RECORDS FOR THIS EXERCISE:
________________________
PR #85, opened 2024-10-24
Feature/GitHub action to parse game files

hassayag:
This PR is designed to eliminate all local parsing of game files, as that means we can ensure a more consistent and reliable environment when carrying out the crucial process of parsing and uploading game files.

The new workflow takes all output-data off of deadbot repo and stores it on deadlock-data repo. For now, I have left the original output-data so we test the workflow and double check its smoooth
## New Developer Workflow

The following flows rely on decompiled data on S3, which to start will involve me pushing new game files each patch
### On PR being opened 
    1. Working branch is created on deadlock-data repo
    2. PR is opened on deadlock-data repo, with a link back to the deadbot PR
    3. New PR is linked on the deadbot repo for easy viewing of diff

### Commits to working branch
    1. Decompiled data is pulled from s3 and parsed
    2. Parsed data is commited to new branch

### On workflow dispatch or merge into master:
    1. Decompiled data is pulled from s3 and parsed
    2. Parsed data is commited to respective branch, develop or master on deadlock-data repo
    3. Output data is pushed to the wiki

_Parsed data in [deadlock-data PR](https://github.com/deadlock-wiki/deadlock-data/pull/7)_


.github/workflows/deploy.yaml
```diff
@@ -0,0 +1,127 @@
...
+          git pull origin ${{ needs.get-branch.outputs.branch }} -X ours
+          git switch -c ${{ needs.get-branch.outputs.branch }}
+          git push --set-upstream origin ${{ needs.get-branch.outputs.branch }}
+
+      - name: Pull branch
+        working-directory: deadlock-data 
+        run: git pull origin ${{ needs.get-branch.outputs.branch }} -X ours     
+
+      - name: Copy files to data repo
+        run: cp -r ./deadbot/output-data ./deadlock-data/data/current
```
B13rg, line 92: the data repo has some scripts that can assist, you might be able to copy them and mold them to your needs: https://github.com/deadlock-wiki/deadlock-data/blob/develop/Taskfile.yml

.github/workflows/deploy.yaml
```diff
@@ -0,0 +1,127 @@
...
+    needs: get-branch
+    steps:
+      - uses: actions/checkout@v4
+        with:
+          path: deadbot
+
+      - name: Install Python
+        uses: actions/setup-python@v5
+        with:
+          python-version: "3.11"
```
B13rg, line 49: Not needed if using docker

hassayag:
Sorry this was meant to stay in draft oopsy. It is 90% there though, so comments are welcomed, just know it's not 100% working

src/utils/csv_writer.py
```diff
@@ -1,5 +1,8 @@
 import pandas as pd
 import os
+from dotenv import load_dotenv
+
+load_dotenv()
```
B13rg, line 5: Not needed

Surxe: We found it necessary when trying on another machine even with WSL installed. We couldn't figure out why it was needed, just that it was. If you know why though lmk too :)

B13rg (approved):
Only change is removing the dotenv from csv_writer, if it needs vars it can references the constants file

I was thinking that the deadbot source changes should be separate from the data-update workflow, and instead of building the docker container as part of the workflow, it should just pull it. But now that I think about it, that workflow would just live in the deadlock-data repo, separate from all this.  When the "source of truth" is moved to the deadlock-data repo, the automation can go along with it.

src/utils/csv_writer.py
B13rg: ahh the joys of the shell, no problem!

hassayag: I just tested it again without, turns out its fine, so not sure why I added it, or what changed since that commit. 

I will revert this, since in your case @Surxe, you can have a single `load_dotenv()` call in `deadbot.py` if thats the only solution

hassayag:
> Only change is removing the dotenv from csv_writer, if it needs vars it can references the constants file
> 
> I was thinking that the deadbot source changes should be separate from the data-update workflow, and instead of building the docker container as part of the workflow, it should just pull it. But now that I think about it, that workflow would just live in the deadlock-data repo, separate from all this. When the "source of truth" is moved to the deadlock-data repo, the automation can go along with it.

It has to build the docker container in this case, since it is using the working branch, not the released version

src/utils/csv_writer.py
Surxe: Sure thing!

PR #90, opened 2024-10-26
Feature/Soul-Unlocks-parse

Surxe:
Parses soul unlock related data.

Data is uploaded to https://deadlocked.wiki/Data:SoulUnlockData.json

Module is at https://deadlocked.wiki/Module:SoulUnlock

Module currently supports two structures, the one uploaded, and an aggregated structure. Has localization support too so it all works nice 'n dandy already :)

### DIFF
--- a/src/parser/maps.py
+++ b/src/parser/maps.py
@@ -21,7 +21,7 @@ def get_target_type(value):
 
 
 SOUL_UNLOCK_MAP = {
-    'm_unRequiredGold': 'RequiredGold',
+    'm_unRequiredGold': 'RequiredSouls',
     'EAbilityUnlocks': 'AbilityUnlocks',
     'EAbilityPoints': 'AbilityPoints',
     'm_bUseStandardUpgrade': 'PowerIncrease',
--- a/src/parser/maps.py
+++ b/src/parser/maps.py
@@ -19,6 +19,7 @@ def get_target_type(value):
         raise Exception(f'{value} is not a valid target type')
     return TARGET_TYPE_MAP.get(value)
 
+
 SOUL_UNLOCK_MAP = {
     'm_unRequiredGold': 'RequiredGold',
     'EAbilityUnlocks': 'AbilityUnlocks',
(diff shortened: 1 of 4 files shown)


src/parser/maps.py
```diff
@@ -20,6 +20,14 @@ def get_target_type(value):
     return TARGET_TYPE_MAP.get(value)
 
 
+SOUL_UNLOCK_MAP = {
+    'm_unRequiredGold': 'RequiredGold',
```
hassayag, line 24: Is there a good reason to not call this souls?

src/parser/parsers/souls.py
```diff
@@ -0,0 +1,78 @@
+from parser.maps import SOUL_UNLOCK_MAP
+
+
+class SoulUnlockParser:
```
hassayag, line 4: Brief description of what soul unlock means would be good

src/parser/parsers/souls.py
```diff
@@ -0,0 +1,78 @@
...
+                if parsed_soul_unlocks == {}:
+                    parsed_soul_unlocks = hero_soul_unlocks
+                    hero_key_of_parsed_soul_unlocks = hero_key
+                # Confirm that the soul unlocks is the same as the previous hero's soul unlocks
+                else:
+                    if parsed_soul_unlocks != hero_soul_unlocks:
+                        raise ValueError(
+                            'Soul unlocks do not match between heroes'
+                            + f'{hero_key_of_parsed_soul_unlocks} and {hero_key}'
+                        )
```
hassayag, line 28: ah very nice, i just had this thought pop up, since they show them per hero in game

hassayag (changes requested):
Very nice, future proofs us for inevitable changes

src/parser/maps.py
Surxe: Changed to RequiredSouls on backend and frontend

src/parser/parsers/souls.py
Surxe: Good point, added!

hassayag (approved):

PR #94, opened 2024-10-31
Feature/parse generic data

Surxe:
**Overview**
"Parses" `generic_data.vdata`

This parsing process is a new approach such that Valve's structure is not modified in any way. If a structure is detected as different to what's currently in `output-data`, it throws a warning that points to request changes be made on the frontend module `[[Module:GenericData]]` (page not yet created).

The only real parsing that occurs is the removal of prefixes from the keys, like `m_mapMyCoolKey` --> `MyCoolKey`, `flMyCoolKey` -> `MyCoolKey`, and `EMeleeDamage` -> `MeleeDamage`.

This approach shifts the focus from pre-processing (python backend) to post-processing (lua scripting and templates for wiki purposes, external repositories for other purposes), and as a result the repository and its data would be more:
* Accessible to contribution from the perspective of wiki editors
* Easily maintainable by us, allowing for a possibility of our own API, suiting the needs of those seeking a Valve-backed API
* Stable/Robust to change, detecting structural changes more precisely when Valve inevitably modifies them

**Example**
Only 3 data sets within GenericData I have immediate ideas for usage on the wiki, 1 of these 3 is as follows:
```
"ObjectiveParams": {
        "GoldPerOrb": 40,
        "Tier1GoldKill": 175,
        "Tier1GoldOrbs": 100,
        "Tier2GoldKill": 500,
        "Tier2GoldOrbs": 250,
        "BaseGuardiansGoldKill": 85,
        "BaseGuardiansGoldOrbs": 40,
        "ShrinesGoldKill": 0,
        "ShrinesGoldOrbs": 0,
        "PatronPhase1GoldKill": 0,
        "PatronPhase1GoldOrbs": 0
    },
```

After being saved to `output-data`, if I manually change the key `GoldPerOrb` to `SoulPerOrb` (for illustration purposes), save it, then reparse, the warning displayed is
```
*WARNING* A structure within Generic data: {'ObjectiveParams': {'SoulPerOrb': 'The key for this value is missing in one of the data sets'}} is now different. Please verify the changes, and update the frontend page [[Module:GenericData]] accordingly.
```

If simply a value is changed (but is still the same datatype), no warning is raised. 

_Parsed data in [deadlock-data PR](https://github.com/deadlock-wiki/deadlock-data/pull/18)_


Surxe:
Uploaded to [[Data:GenericData.json]], module code written on [[Module:GenericData]] and [[Module:ItemData/nav]].

The 3 current uses are:
* ItemPricePerTier, for creating the soul groups in both item nav boxes.
image

* RejuvParams, for various calls on [[Rejuvenator]].
image

* ObjectiveParams, for listing souls gathered from objectives on [[Souls]].
image

Surxe:
Closing and reopening for data repo

src/parser/parsers/generics.py
```diff
@@ -0,0 +1,132 @@
...
+            invalid_keys = validate_structures(
+                existing_generics, parsed_generics, structure_keys_to_validate
+            )
+            if len(invalid_keys) > 0:
+                print(
+                    '*WARNING* A structure within Generic data:'
+                    + f' {invalid_keys} is now different. Please verify the changes,'
+                    + ' and update the frontend page [[Module:GenericData]] accordingly.'
+                )
+
```
hassayag, line 45: I removed half of `generic-data.json` and it didn't throw a single warning.

Also with how the release pipeline will work automatically, I doubt these messages will even be seen

src/parser/parsers/generics.py
```diff
@@ -0,0 +1,132 @@
...
+            for i, elem in enumerate(value):
+                if isinstance(elem, dict):
+                    value[i] = remove_prefixes(elem, possible_prefixes)
+
+        new[new_key] = value
+
+    return new
+
+
+def remove_prefix(key, prefix):
```
hassayag, line 121: This belongs in `string_utils.py`, with replacement of the word "key" with "string"

src/parser/parsers/generics.py
```diff
@@ -0,0 +1,132 @@
...
+                for i, elem in enumerate(datas1[key]):
+                    if isinstance(elem, dict):
+                        more_invalid_keys = validate_structures(elem, datas2[key][i], elem.keys())
+                        if len(more_invalid_keys) > 0:
+                            invalid_keys[key] = more_invalid_keys
+
+    return invalid_keys
+
+
+def remove_prefixes(generic_data, possible_prefixes):
```
hassayag, line 95: This is probably better suited inside of the class, unless it has any use outside of it?

src/parser/parsers/generics.py
```diff
@@ -0,0 +1,132 @@
...
+                print(
+                    '*WARNING* A structure within Generic data:'
+                    + f' {invalid_keys} is now different. Please verify the changes,'
+                    + ' and update the frontend page [[Module:GenericData]] accordingly.'
+                )
+
+        return parsed_generics
+
+
+def validate_structures(datas1, datas2, structure_keys_to_validate):
```
hassayag, line 49: this could be a json_util as it may be useful elsewhere in other places

src/parser/parsers/generics.py
```diff
@@ -0,0 +1,132 @@
...
+        # Parse generic data
+        possible_prefixes = ['m_str', 'm_map', 'm_n', 'm_fl', 'm_', 'fl', 'E', 'n']
+        parsed_generics = remove_prefixes(self.generic_data, possible_prefixes)
+
+        # Read existing generic data
+        existing_generics = self._read()
+
+        # If there ie existing data, validate the structure
+        if existing_generics is not None:
+            structure_keys_to_validate = ['ObjectiveParams', 'RejuvParams', 'ItemPricePerTier']
```
hassayag, line 35: constants should go inside a class attr at the top

src/parser/parsers/generics.py
```diff
@@ -0,0 +1,132 @@
...
+    def _read(self):
+        if not os.path.exists(self.OUTPUT_DIR):
+            return None
+
+        # Read existing generic data from file
+        return json_utils.read(self.OUTPUT_DIR)
+
+    def run(self):
+        # Parse generic data
+        possible_prefixes = ['m_str', 'm_map', 'm_n', 'm_fl', 'm_', 'fl', 'E', 'n']
```
hassayag, line 27: same thing as `structure_keys_to_validate`

src/parser/parsers/generics.py
```diff
@@ -0,0 +1,132 @@
...
+    """
+    Lightly parse the generic data to have more readable keys.
+
+    Validate structures used by the frontend to identify
+    possible failure points in the case they are modified
+    by Valve.
+    """
+
+    def __init__(self, output_dir, generic_data):
+        self.OUTPUT_DIR = output_dir
```
hassayag, line 15: name this generic_data_dir as output_dir at the moment is widely used to refer to the environment var

hassayag (changes requested):
Nicely automated with all the prefix checks 👌

src/parser/parsers/generics.py
Surxe: Good catch, should be fixed now; before it was only checking if all the keys in 1 dict existed in the other. Now it should be checking in both directions. Didn't think to test that part earlier for some reason, was only testing changing the name of keys instead of outright removing them, and it not checking in both directions meant I was accidentally picking the flawless direction each time lol.

Also recall that for the 1st-layer of the dict, its only looking at keys in `structure_keys_to_validate`

Didn't think about the release pipeline. We need to ensure it handles errors well, as we should expect them to occur often when Valve changes structures. What idea do you propose for this? The first idea that pops into my head is a `output-data/warnings.txt/` file. `deadbot.py` would remove this file on every run to ensure it only exists if there's warnings from the previous runtime.

src/parser/parsers/generics.py
Surxe: good point

hassayag (approved):
Looks good. Remember to update with develop first, as `output-data` shouldn't be tracked

hassayag:
> > Looks good. Remember to update with develop first, as `output-data` shouldn't be tracked
> 
> I meant to ask about this actually - for some reason output-data is in the file diff, but there's no diff in .gitignore, so shouldn't there be no diffs in output-data at all? Any idea?

.gitignore just stops you committing those files locally, so I think this would have come from bad merge conflicts

Surxe:
> > > Looks good. Remember to update with develop first, as `output-data` shouldn't be tracked
> > 
> > 
> > I meant to ask about this actually - for some reason output-data is in the file diff, but there's no diff in .gitignore, so shouldn't there be no diffs in output-data at all? Any idea?
> 
> .gitignore just stops you committing those files locally, so I think this would have come from a bad merge

I'm still confused- what do you propose the solution is?

hassayag:
> > > > Looks good. Remember to update with develop first, as `output-data` shouldn't be tracked
> > > 
> > > 
> > > I meant to ask about this actually - for some reason output-data is in the file diff, but there's no diff in .gitignore, so shouldn't there be no diffs in output-data at all? Any idea?
> > 
> > 
> > .gitignore just stops you committing those files locally, so I think this would have come from a bad merge
> 
> I'm still confused- what do you propose the solution is?

PR #97, opened 2024-11-05
Bugfix/fix stake t3 description

hassayag:
_Parsed data in [deadlock-data PR](https://github.com/deadlock-wiki/deadlock-data/pull/14)_


Surxe:
@hassayag I get the following error when parsing
image

If I make an exception for it to skip; I see theres 1 more similar case too, though not a 3rd one.

hassayag:
> @hassayag I get the following error when parsing
image
If I make an exception for it to skip; I see theres 1 more similar case too, though not a 3rd one.

Are you on latest game files? Working fine for me

Surxe (approved):
Looks good!

PR #100, opened 2024-11-07
Feature/remove hero bound abilities

Surxe:
Removes duplicate data from BoundAbilities in hero data that is sufficiently in ability data instead. The only remaining keys are Key and Name(english).

_Parsed data in [deadlock-data PR](https://github.com/deadlock-wiki/deadlock-data/pull/15)_


src/parser/parser.py
```diff
@@ -141,8 +142,20 @@ def _parse_heroes(self, parsed_abilities):
             json_utils.sort_dict(parsed_meaningful_stats),
         )
 
+        stripped_heroes = dict()
+        # Remove irrelevant data from BoundAbilities in HeroData
+        for hero_key, hero_value in copy.deepcopy(parsed_heroes).items():
```
hassayag, line 147: looks like hero_value is not being reassigned anywhere, so is a copy strictly necessary?

Surxe: I tried without first; if you set a dict value within stripped_heroes to be the dict value from parsed_heroes, they point to the same address, causing the nested values within BoundAbilities to be shared. Couldn't get it to work without the deepcopy. Lmk if you can think of a cleaner solution though

hassayag: Oh yeah it assigns it to stripped heroes, which is then manipulated. Thats fine then

hassayag (approved):
Looks good, just make sure the wiki doesn't rely on this data

PR #102, opened 2024-11-08
Bugfix/remove panel tags and added bolding for other span classes

hassayag:
They've started using `<Panel>` tags and other `<span>` classes to ability descriptions. "Panel" is meant to represent an icon, but for now it has been removed. Other span classes have been given some simple bold/italic styling, as colouring them might be over the top.

Since it was causing `<Panel ...></Panel>` tags to show on the new Trapper hero, I've pushed the changes to Lang_en already

_Parsed data in [deadlock-data PR](https://github.com/deadlock-wiki/deadlock-data/pull/17)_


Surxe (approved):
Looks simple enough, nice!

PR #127, opened 2024-11-22
Hotfix/boon mapping

Surxe:
Map boons and max charges; and temp fix for IGNORE_KEYS
The temporary change in string_utils will want to be reverted later on when a more permanent solution is found.

_Parsed data in [deadlock-data PR](https://github.com/deadlock-wiki/deadlock-data/pull/37)_


hassayag (approved):
We can work out the problematic ignore list another time. Thanks for the 🔥fix

PR #111, opened 2024-11-10
Feature/herolab patch note parser

Surxe:
Hero Lab patch notes are now parsed through their location in the gamefiles, rather than added to input-data manually.

* Removed the comments and readme for adding to input-data.
* Reformatted dates from forum changelogs from mm-dd-yyyy to yyyy_mm_dd, which are now consistent with gamefile date formats. This allows them to be sorted by date accurately in `changelog_configs.json` (formerly named `changelogs.json`).
* Fixed the TypedDicts accidentally describing the final format that `parse_changelogs` uses with Tagging, as opposed to it's actual format.

Still feel's a little scrappy, so lmk if you see any immediate areas of improvement. I'll need this merged in before I work on integrating the manifest-id versioning branch with the recent changelog updates.

_Parsed data in [deadlock-data PR](https://github.com/deadlock-wiki/deadlock-data/pull/25)_

PR #130, opened 2024-11-25
Feature/herolab patch note

Surxe:
Ported from original PR #111 

Hero Lab patch notes are now parsed through their location in the gamefiles, rather than added to `input-data` manually. 

* `changelog_configs.json` is now saved in `input-data` instead of `output-data` temporarily. This will be developed more in a future PR.
* Removed the comments and readme for adding manually to `input-data`.
* Reformatted dates from forum changelogs from mm-dd-yyyy to yyyy_mm_dd, which are now consistent with gamefile date formats. This allows them to be sorted by date accurately in `changelog_configs.json` (formerly named `changelogs.json`).
* Fixed the TypedDicts accidentally describing the final format that `parse_changelogs` uses with Tagging, as opposed to it's actual format.
* Corrected `Powerup` tag to `PowerUp`

_Parsed data in [deadlock-data PR](https://github.com/deadlock-wiki/deadlock-data/pull/40)_


hassayag (approved):
Beautiful 🚀

PR #137, opened 2024-11-30
fix: fixed scaling data being missed off output data for some attributes

hassayag:
_Parsed data in [deadlock-data PR](https://github.com/deadlock-wiki/deadlock-data/pull/44)_


Surxe (approved):
Looks simple enough, nice!

PR #147, opened 2019-06-27
Linux 5.2-rcX from master

tmagik:
  
Use the 5.2-rcX series kernels with new (stable) device tree format(s)

issues in the first part.**
  
**-Tag line(s) at the end.**

Signed-off-by: Troy Benjegerdes <troy.benjegerdes@sifive.com>

### DIFF
--- a/recipes-kernel/linux/linux-mainline_5.2.bb
+++ b/recipes-kernel/linux/linux-mainline_5.2.bb
@@ -1,9 +1,9 @@
 require recipes-kernel/linux/linux-mainline-common.inc
 
-LINUX_VERSION ?= "5.1.x"
+LINUX_VERSION ?= "5.2.x"
 KERNEL_VERSION_SANITY_SKIP="1"
 
-BRANCH = "linux-5.1.y"
+BRANCH = "master"
 SRCREV = "${AUTOREV}"
 SRC_URI = " \
     git://git.kernel.org/pub/scm/linux/kernel/git/stable/linux.git;branch=${BRANCH} \
@@ -11,24 +11,17 @@ SRC_URI = " \
 
 # Out of tree patches required for HiFive Unleashed
 SRC_URI_append_freedom-u540 = " \
-    file://0001-tty-serial-add-driver-for-the-SiFive-UART.patch \
-    file://0002-gemgxl-mgmt-implement-clock-switch-for-GEM-tx_clk.patch \
     file://0003-u54-prci-driver-for-core-U54-clocks.patch \
     file://0004-u54-prci-driver-for-core-U54-clocks.patch \
     file://0005-gpio-sifive-support-GPIO-on-SiFive-SoCs.patch \
     file://0006-pwm-sifive-add-a-driver-for-SiFive-SoC-PWM.patch \
-    file://0007-RISC-V-Networking-fix-Hack.patch \
     file://0008-pcie-microsemi-Add-support-for-the-Vera-board-root-c.patch \
     file://0009-HACK-Revert-of-device-Really-only-set-bus-DMA-mask-w.patch \
     file://0010-HACK-radeon-Don-t-set-PCI-DMA-mask.patch \
 "
 
-# Fix a breakage with the current 32bit glibc fork
-SRC_URI_append_qemuriscv32 = " file://0001-Revert-riscv-Use-latest-system-call-ABI.patch"
-
-# qemu uses in-tree defconfig
-# freedom-u540 uses out-of-tree defconfig
-SRC_URI_append_freedom-u540 = " file://defconfig"
+# use in-tree defconfig
 
 KBUILD_DEFCONFIG_qemuriscv32 = "rv32_defconfig"
 KBUILD_DEFCONFIG_qemuriscv64 = "defconfig"
+KBUILD_DEFCONFIG_freedom-u540 = "defconfig"


alistair23:
Instead of replacing the stable 5.1 branch can you create a new recipe for the 5.2 kernel? While it is in RC it should not be the default.

alistair23:
Instead of replacing the stable 5.1 branch can you create a new recipe for the 5.2 kernel? While it is in RC it should not be the default.

recipes-kernel/linux/linux-mainline_5.2.bb
```diff
@@ -1,34 +1,27 @@
 require recipes-kernel/linux/linux-mainline-common.inc
 
-LINUX_VERSION ?= "5.1.x"
+LINUX_VERSION ?= "5.2.x"
 KERNEL_VERSION_SANITY_SKIP="1"
 
-BRANCH = "linux-5.1.y"
+BRANCH = "master"
```
alistair23: We should not be autoreving from master, it must be the stable branch or a SHA

recipes-kernel/linux/linux-mainline_5.2.bb
```diff
@@ -1,34 +1,27 @@
...
     file://0005-gpio-sifive-support-GPIO-on-SiFive-SoCs.patch \
     file://0006-pwm-sifive-add-a-driver-for-SiFive-SoC-PWM.patch \
-    file://0007-RISC-V-Networking-fix-Hack.patch \
     file://0008-pcie-microsemi-Add-support-for-the-Vera-board-root-c.patch \
     file://0009-HACK-Revert-of-device-Really-only-set-bus-DMA-mask-w.patch \
     file://0010-HACK-radeon-Don-t-set-PCI-DMA-mask.patch \
 "
 
-# Fix a breakage with the current 32bit glibc fork
-SRC_URI_append_qemuriscv32 = " file://0001-Revert-riscv-Use-latest-system-call-ABI.patch"
```
alistair23: Are you sure this isn't required? I don't think the 64-bit time_t has been reverted

recipes-kernel/linux/linux-mainline_5.2.bb
```diff
@@ -1,34 +1,27 @@
...
-BRANCH = "linux-5.1.y"
+BRANCH = "master"
 SRCREV = "${AUTOREV}"
 SRC_URI = " \
     git://git.kernel.org/pub/scm/linux/kernel/git/stable/linux.git;branch=${BRANCH} \
 "
 
 # Out of tree patches required for HiFive Unleashed
 SRC_URI_append_freedom-u540 = " \
-    file://0001-tty-serial-add-driver-for-the-SiFive-UART.patch \
```
alistair23: If this is removed don't we need the upstream drivers? That means we need the upstream device tree, how is that being passed to the kernel?

alistair23: > ****
> Use the 5.2-rcX series kernels with new (stable) device tree format(s)

Won't this break u-boot as it has the new bindings? How did you test this?

alistair23:
> Use the 5.2-rcX series kernels with new (stable) device tree format(s)

Won't this break u-boot as it has the new bindings? How did you test this?

davidlt:
I think, this should come with OpenSBI and U-Boot changes.
For freedom-u540 machine DTB from active kernel (virtual/kernel) needs to be embedded into OpenSBI IIRC. How do we handle that?

If we use "master" branch maybe this should be called `linux-master_git.bb`? Rebuilding this package would result in a new revision being pulled in.

For the 5.2 I would directly use one of the latest tags instead.

alistair23:
So my plan was to update OpenSBI, u-boot and the kernel. I haven't tried but I was under the impression that Linux 5.2 required at least u-boot 2019.07 and probably OpenSBI 0.4. Then we just point the OpenSBI build process to use the kernel DTB, which it already somewhat does for the expansion board. If all those updates aren't required and we can just update the kernel then we can just do that instead.

> If we use "master" branch maybe this should be called `linux-master_git.bb`? Rebuilding this package would result in a new revision being pulled in.

Use dev name, like OE-Core does. linux-mainline-dev.bb.

> For the 5.2 I would directly use one of the latest tags instead.

Or the stable branch is fine, that way we don't need to manually update all the 5.2.x releases for small fixes and security updates.

davidlt:
Fedora/RISCV uses 5.2-rc5+ + OpenSBI master + U-Boot latest RC and that works for me. I just got a report that some (randomly) cores do not come online in QEMU setup. I still haven't verified that on my setup (but will do that later today):

 [    1.426743] CPU1: failed to come online
 [    2.752426] CPU6: failed to come online

alistair23:
Yep, so that will be Linux 5.2, OpenSBI 0.4 and u-boot 2019.07. That is what I was planning on using.

pino-kim:
I run test PR test.
Qemuriscv64 boots up fine.
But Qemuriscv32 hang on a kernel panic.
leave a dmesg here

Assertion 'clock_gettime(map_clock_id(clock_id), &ts) == 0' failed at ../git/src/basic/time-util.c:55, function now(). Aborting.
[    0.983733] Kernel panic - not syncing: Attempted to kill init! exitcode=0x00000005
[    0.984196] CPU: 0 PID: 1 Comm: init Not tainted 5.2.0-rc6 #1
[    0.984530] Call Trace:
[    0.984817] [<c003091e>] walk_stackframe+0x0/0xa6
[    0.985085] [<c0030a80>] show_stack+0x28/0x32
[    0.985310] [<c05b0352>] dump_stack+0x62/0x7e
[    0.985521] [<c003519e>] panic+0xdc/0x23e
[    0.985722] [<c0036e3c>] do_exit+0x71c/0x780
[    0.985945] [<c00378f8>] do_group_exit+0x2a/0xb8
[    0.986158] [<c003f78c>] get_signal+0x11c/0x6c8
[    0.986374] [<c0030222>] do_notify_resume+0x58/0x2e8
[    0.986607] [<c002f8ec>] ret_from_exception+0x0/0xc
[    0.987233] ---[ end Kernel panic - not syncing: Attempted to kill init! exitcode=0x00000005 ]---

----------------------
[qemuriscv32_kv5_2_rc6_dmesg.log](https://github.com/riscv/meta-riscv/files/3340216/qemuriscv32_kv5_2_rc6_dmesg.log)

alistair23:
> Qemuriscv64 boots up fine.

Cool!

> But Qemuriscv32 hang on a kernel panic.

This will need to be fixed.

Did you test on the Unleashed? It's by default the only machine using the forked kernel and the one where all the issues will arise with the recent changes

pino-kim:
@alistair23 
>Did you test on the Unleashed? It's by default the only machine using the forked kernel and the one Where all the issues will arise with the recent changes

Poorly I don't have Unleashed.  
So first check both 2 QEMU Machine boot up. 
I hope checks this PR for Unleashed.

alistair23:
No worries, thanks for testing the QEMU machines anyway. At least we know now that not everything works.

alistair23:
OpenSBI v0.4 has been released and U-Boot 2019.07 comes out in five days. Once they have been updated we can look at upgrading the kernel.

alistair23:
I have a [meta-riscv branch](https://github.com/alistair23/meta-riscv/tree/alistair/linux-5.2) that works with the 5.2 kernel. It relies on a OpenSBI and U-Boot update which I'll send next week once the U-Boot and kernel releases are out

kraj:
@alistair23 will you take care of squashing this pull along with other updates that you plan above ?

alistair23:
Yep, I have all the patches ready. Just waiting on the u-boot release.

alistair23:
I have sent all of the OE-Core patches and pushed a PR and two draft PRs to meta-riscv. This PR can be closed now.

kraj:
its addressed with https://github.com/riscv/meta-riscv/pull/153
________________________
WHAT YOU ARE ASKED TO DO:
Each line of the entries above that includes the string "constants" should be copied out.

THE ANSWER:
Only change is removing the dotenv from csv_writer, if it needs vars it can references the constants file
> Only change is removing the dotenv from csv_writer, if it needs vars it can references the constants file
hassayag, line 35: constants should go inside a class attr at the top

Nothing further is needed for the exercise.